Before becoming chief of police for the Durham Regional Police Service, he served 24 years in the ranks of the Royal Canadian Mounted Police, including as Assistant Commissioner for Information and Identification, in the Ottawa region. White also has experience in various communities across Canada, spending nearly 19 years in northern Canada where he served as the Commanding Officer of Nunavut in his last northern posting. As chief, he was responsible for community law enforcement in Canada's national capital city. He had been chief of police for the Durham Regional Police Service and succeeded Vince Bevan on May 22, 2007.

While chief he received a number of community awards including the Just One Person award and the Community Builder of the Year award.

== Political career ==

On January 6, 2012, Prime Minister Stephen Harper announced White's appointment to the Senate; his appointment came into effect on February 20, 2012, in order to allow him to complete his term as Ottawa police chief. Like the other senators appointed at the time, White pledged to support the government's efforts on senate reform. White said that, even if term limits were not enacted, he would step down voluntarily after nine years (no later than February 20, 2021).

On November 4, 2019, Senator White joined the Canadian Senators Group and, since the CSG, like the ISG requires non-partisanship and refraining from all political party activities, left the Conservative Party of Canada.

In January 2021, White confirmed that he travelled to Finland to visit his spouse's parents on December 28, 2020, contrary to public health advice to avoid international travel amid the COVID-19 pandemic in Canada. White said that he was quarantining for 10 days and getting two COVID-19 tests per Finland's pandemic guidelines.

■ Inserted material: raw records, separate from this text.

PR #487, opened 2017-05-23
Use new Injector API

unclecheese:
Dependency: https://github.com/silverstripe/silverstripe-admin/pull/70
https://github.com/silverstripe/silverstripe-admin/pull/87

### DIFF
--- a/client/src/components/ProportionConstraintField/ProportionConstraintField.js
+++ b/client/src/components/ProportionConstraintField/ProportionConstraintField.js
@@ -1,5 +1,5 @@
 import React, { PropTypes, Component, Children, cloneElement } from 'react';
-import { withInjector } from 'lib/Injector';
+import { inject } from 'lib/Injector';
 
 class ProportionConstraintField extends Component {
 
@@ -35,7 +35,7 @@ class ProportionConstraintField extends Component {
   }
 
   render() {
-    const FieldGroup = this.context.injector.get('FieldGroup');
+    const { FieldGroup } = this.props;
     return (
       <FieldGroup {...this.props}>
         {this.props.children.map((child, key) => (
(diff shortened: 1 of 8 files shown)


client/src/components/ProportionConstraintField/tests/ProportionConstraintField-test.js
```diff
@@ -1,21 +1,29 @@
...
 
-jest.mock('lib/Injector', () => ({
-  // eslint-disable-next-line react/prop-types
-  getComponentByName: () => ({ children }) => <div>{children}</div>,
-}));
-
 import React from 'react';
 import ReactTestUtils from 'react-addons-test-utils';
 import ProportionConstraintField from '../ProportionConstraintField';
+import Injector, { provideInjector } from 'lib/Injector';
```
flamerohr: What we've done with other FormFields was `export { TextField };` so we coudl get a vanilla component without any HOCs
I think it's a cleaner approach than trying to mock injector or other HOC in every test file

unclecheese: Yup, that's right. This can actually be deprecated. `inject()` maps dependencies as props, so we can just mock the dependency, not the whole injector. Will update.

tractorcow:
After merge and fix please restart https://github.com/silverstripe/silverstripe-framework/pull/6939

client/src/components/ProportionConstraintField/ProportionConstraintField.js
```diff
@@ -57,10 +57,18 @@ ProportionConstraintField.propTypes = {
   data: PropTypes.shape({
     ratio: PropTypes.number.isRequired,
   }),
+  FieldGroup: PropTypes.func.isRequired,
```
flamerohr: @unclecheese `PropTypes.element` would be more semantically correct. I've made the change

PR #494, opened 2017-06-01
Fix in mobile view, editor ends up with height 0 due to flexbox

flamerohr:
~Primarily fixes Campaign admin~
<details>

screen shot 2017-06-02 at 11 29 35 am

</details>

Ok, reinvestigated, because I thought this would be great to get in to beta1...
This fixes the Editor being hidden (zero height) in asset-admin mobile view.

The screenshot I provided to campaigns was actually a different pull request I was working on in parallel to this one.


tractorcow:
Has this been tested in safari? (noted the safari specific comment)

flamerohr:
Yes, I had checked this out in Safari (like you, because of that Safari comment) and it seems fine with or without the height rule :)

tractorcow:
Wait, why does asset-admin PR fix campaign admin? What if you have campaign admin without asset-admin installed?

tractorcow:
I can confirm that campaign admin without asset-admin installed is broken. do you have a missing PR somewhere?

tractorcow:
I'll assign back to you .:)

client/src/containers/Editor/Editor.scss
```diff
@@ -2,7 +2,6 @@
   background-color: $body-bg;
   z-index: 2;
   position: absolute;
-  height: 100%; // Safari fix for scroll, should be better fix
```
tractorcow: Need a fix for campaign-admin as well as asset-admin.

flamerohr:
> Wait, why does asset-admin PR fix campaign admin? What if you have campaign admin without asset-admin installed?

This seems like a bigger story than what I'd intend this fix to be for, there's a tight coupling between campaign-admin and asset-admin in the styles... perhaps we could create a new story to investigate and fix this for beta2 instead?

flamerohr:
@tractorcow reinvestigated this - this fixes the Editor being hidden (zero height) in asset-admin mobile view.
I think I was also fixing the campaign-admins screenshot in parallel and ended up getting that wire crossed.

flamerohr:
I think this https://github.com/silverstripe/silverstripe-admin/pull/116 will solve both asset-admin and campaign-admin cleanly :)

Issue #309, opened 2016-11-21
Insert Media modal button label


flamerohr:
If an existing image was selected, then the form button should show "Update" instead of "Insert", so it does not confuse the action of actually inserting the selected.

## Pull requests
- [x] https://github.com/silverstripe/silverstripe-admin/pull/180
- [x] https://github.com/silverstripe/silverstripe-asset-admin/pull/574

phalkunz:
Pull request: https://github.com/silverstripe/silverstripe-asset-admin/pull/499

flamerohr:
deferred this to beta2, as the fix presented currently was too complex for just a button label change

flamerohr:
Doable with the form injector work now in place :)

clarkepaul:
Isn't this issue irrelevant now that the images have a "Edit" and "Delete" action?

clarkepaul:
Ah ignore my previous comment as I was thinking this issue was about the button to trigger the modal and not the action within the modal.

PR #499, opened 2017-06-09
Pulls/4.0/309 insert update media button label

phalkunz:
Issue: https://github.com/silverstripe/silverstripe-asset-admin/issues/309


chillu:
A separate “file update” form (incl. PHP and schema) isn’t great, yes. It means another server-side roundtrip. I want to get to a place where the “insert image” and “insert link” form schemas are lazy loaded in the background when you first open the CMS, and then cached for a decent amount of time. The “insert link” and “insert image” buttons should present you a UI much quicker. At the moment it makes the CMS feel sluggish. For that reason, I don’t like splitting out “insert image” and “update image” into two separate forms just to change a button label

I agree with Damian that this isn't the right way to fix the bug, sorry :(

PR #500, opened 2017-06-09
Fix change to latest changes for behat-extension

flamerohr:


flamerohr:
Don't need this anymore :D

PR #503, opened 2017-06-16
BUG Ensure UploadField uploads to the controller with the correct Upload object

tractorcow:
Fixes https://github.com/silverstripe/silverstripe-framework/issues/6912

### DIFF
--- a/code/Forms/UploadField.php
+++ b/code/Forms/UploadField.php
@@ -3,7 +3,10 @@
 namespace SilverStripe\AssetAdmin\Forms;
 
 use SilverStripe\AssetAdmin\Controller\AssetAdmin;
+use SilverStripe\Assets\File;
 use SilverStripe\Assets\Folder;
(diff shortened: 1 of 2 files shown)


dhensby:
Behat failure

code/Forms/UploadField.php
```diff
@@ -58,6 +69,10 @@ class UploadField extends FormField implements FileHandleField
     public function __construct($name, $title = null, SS_List $items = null)
     {
         $this->constructFileUploadReceiver();
+
+        // When creating new files, rename on conflict
+        $this->getUpload()->setReplaceFile(false);
```
flamerohr: isn't this false by default anyway? or is this to override a possible config setting which could set it to true?

tractorcow: This is just copied from asset-admin. We need this because we don't have overwrite-confirmation in uploadfield so this avoids that risk.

In June 2021, it was reported that while White was the Chief of the Ottawa Police Service (OPS), Const. Kimberly Cadarette brought directly to White's attention sexual harassment and bullying occurring against her by other members of the OPS. In response, Cadarette said the manager of health and safety and a recruiter informed her that the chief wanted her firearm to be taken away and for her to be put on desk duty until she was evaluated by a psychologist. They told Cadarette her handgun was being removed from her locker as they spoke. She was ordered to see a person who was later revealed to be impersonating Dr. Ron Frey, a certified psychologist, to determine her fitness for duty. Cadarette met the real Dr. Ron Frey in 2021 and the Ottawa Police Service will launch a criminal investigation, however, staff working with the OPS wellness program had known about the possible fraud for eight months, but there was no apparent move toward an investigation until CBC made inquiries. When reached for comment, in White said he remembers Cadarette's name but does not recall meeting her in person. White said it's unlikely he would have asked two civilian employees to tell an officer their sidearm was being removed, saying that's the responsibility of senior officers. He also said it's the force's doctor that recommends mental health assessments, not the chief. The allegations of Dr. Frey were investigated by the York Police Service and he was subsequently charged with public mischief. Dr. Frey later admitted that he had in fact provided services to Cst. Caderette and that he was mistaken and the charges were withdrawn in court.

On September 29, 2022, White announced he would be resigning from the Senate and moving to Finland, where his family has a home. The resignation took effect on October 2.